I'd talk to your breeder about this one, but I don't know ANY Havanese breeders who use anything like that. It looks like it would be VERY harsh on a long, soft, potentially fragile coat.

Also, Havanese shouldn't get dirty enough to need something like this on a regular basis. (well, sometimes Kodi does when we're in the woods, but that's another story! )

I have 3, as you know, two in full coat, one who will be, and who we hope will be shown in conformation as well as performance sports. I have to be efficient about it, but it's also important to me that they look their best. At this point, I can get through baths/blow-dries in 2 hours for the three of them, though that will go up somewhat when Panda's coat gets longer. It's really the drying part that is time consuming, not the bathing.

I've found that it is important to find the RIGH products for your dogs' coats. And that will differ from dog to dog. I'd suggest starting with whatever your breeder likes, since she knows what works on the coats of her line of dogs, and branch out from there if you want/need to. You will probably need a whitening shampoo if you get the "panda" pup... can't remember how much white the other one has. But the good whitening shampoos contain no bleach and will not harm a colored or black coat in any way. My favorites are Bio Groom Super White and CC White on White. Both do an excellent job. SO FAR, my favorite conditioner is CC Spectrum 10, except that it is very thick, and a PITA to get out of the bottle. But, that means it goes a long way, too!

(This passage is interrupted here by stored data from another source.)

Issue #86, opened 2012-03-25
Improve search


mitar:
Past search query string should be visible on result page. "See your results"  should be visible only on results page. That X on the right is unnecessary. Design the whole search input box as Firefox home search box. We should also have ads on the right side of the results?

mitar:
This is still not finished. ;-) Ads are missing.

PR #106, opened 2012-04-10
Part od Issue #86

domenc:
Remove X from search bar and display "See your results" only on search page

### DIFF
--- a/piplmesh/frontend/static/piplmesh/css/style.css
+++ b/piplmesh/frontend/static/piplmesh/css/style.css
@@ -90,6 +90,10 @@ ul.errorlist {
     display: inline-block;
 }
 
+td.gsc-clear-button {
+    display: none !important;
+}
+
 /* -------------------- MAIN ------------------------ */
 #main {
     width: 960px;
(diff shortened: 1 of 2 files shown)


domenc:
I have few questions:
- Past search query string should be visible on result page: How can I make this? With database history?
- Design the whole search input box as Firefox home search box: Add Image "Google" left od the search box and delete from input box?
- We should also have adds on the right side of the results?: Do you mean ads?

mitar:
> Past search query string should be visible on result page

No, this just means that you prefill the search box from `q` query parameter.

> Add Image "Google" left od the search box and delete from input box?

Yes, add "Google". What delete?

> Do you mean ads?

Yes. :-)

mitar:
BTW, this pull request was pulled in.

domenc:
OK, I will add Image and add query on result page, but no ads (this is bad).

mitar:
Why are ads bad? Would you rather pay with money for your services on the Internet? The payment on the Internet is: ads or privacy. Because you pay with that, you do not have to pay with money. You can always pay with money Gmail and do not get ads, you know that? Are you doing that? No.

Would it be possible to have this optional? Like a user value which would enable or disable this for given user? And then we could have like users who would get awarded and not be given ads?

On Karen Collins advice I've been playing with the CC Proline combo shampoo and conditioner. This seems to work great on the two younger ones, and means I only have to rinse them once. It's not "conditioning"enough for Kodi's full coat, and it also doesn't whiten enough. So I was having to soap up his feet and belly separately with the White on White, which doesn't save any time or rinsing. But my dogs spend more time outdoors than many Havs do, so YMMV.

As far as technique is concerned... for me it's kitchen sink all the way!  I lay towels out on the counter to warp them in as soon as they are done, and have a Shamwow right beside the sink to get as much water out of their coats as possible. I used to have a divided sink, which was workable, but not great. Kodi is a larger Hav, and didn't fit comfortably in either side. So he stood with his back feet in one side, and his front feet on the divider. It worked, but we did get a fair amount of water on the floor!  When we remodeled our kitchen, TOP PRIORITY was a Havanese-bath tub-sized single basin sink,with a pull down sprayer faucet. This works MUCH better!!! Even Kodi has room to not only stand in it, but turn around in it.

I start by mixing some shampoo into a pitcher of warm water, and use that to wet the dog. Plain water doesn't penetrate the coat very fast, so trying to just wet them with the sprayer takes a long time. A little soap in it, and it sinks right in. Then on the white footed ones, I apply full strength whitening shampoo to their feet and bellies and lather it in. That stays on while I wash the rest of the dog. Next I lather up the rest of the dog, and rinse. I use the pitcher to rinse their heads... they mind it much less than the sprayer. When you think you're done rinsing, rinse again.

Then I mix the conditioner into a full pitcher of water and pour this over the whole dog, making sure it saturates all parts of the coat. Then rinse the conditioner out with the sprayer (except the head... use the pitcher there). How MUCH you rinse out becomes a matter of feel. Pixel's coat is VERY fine, and much conditioner left in her coat weighs it down. Kodi has more coat, and it's a bit heavier, so I leave him feeling a BIT "slippery" when I stop rinsing.

If you've got a really dry coat, which has only happened once or twice with Kodi, during blowing coat, I put full strength conditioner on, work it completely into the coat and wrap the dog in towels for 10 minutes before rinsing out. But I find that the pitcher method works great for regular, weekly baths. (also be careful about over-conditioning puppy coats... it can weigh them down and make them look greasy)

Washing really doesn't take long... it's drying that can take FOREVER if you don't have the right tools. I'd spend my money on BOTH a good stand dryer and a force dryer before bothering with that fancy washing thing. I put the dog in a grooming slip on my grooming table, with the stand dryer blowing warm air on them gently, then I use the force dryer to do the legs, feet, and areas that stand dryer doesn't reach easily.

Pam King taught me that with young puppies with short coats, holding them in a towel, against your chest and exposing just one section at a time to the stand dryer keeps them warm, comfy, and introduces the whole bathing process gently.

So, with just one puppy, even if you just use a hand-held human dryer, it's not going to take you THAT long to bathe your puppy. Depending on how dense a coat he develops, even with just one, it can feel like a real chore drying hand-held. I got my force dryer (A CC KoolPup) when Kodi was a couple of years old. I added the stand dryer just before we got Pixel. I LOVE having both.


----------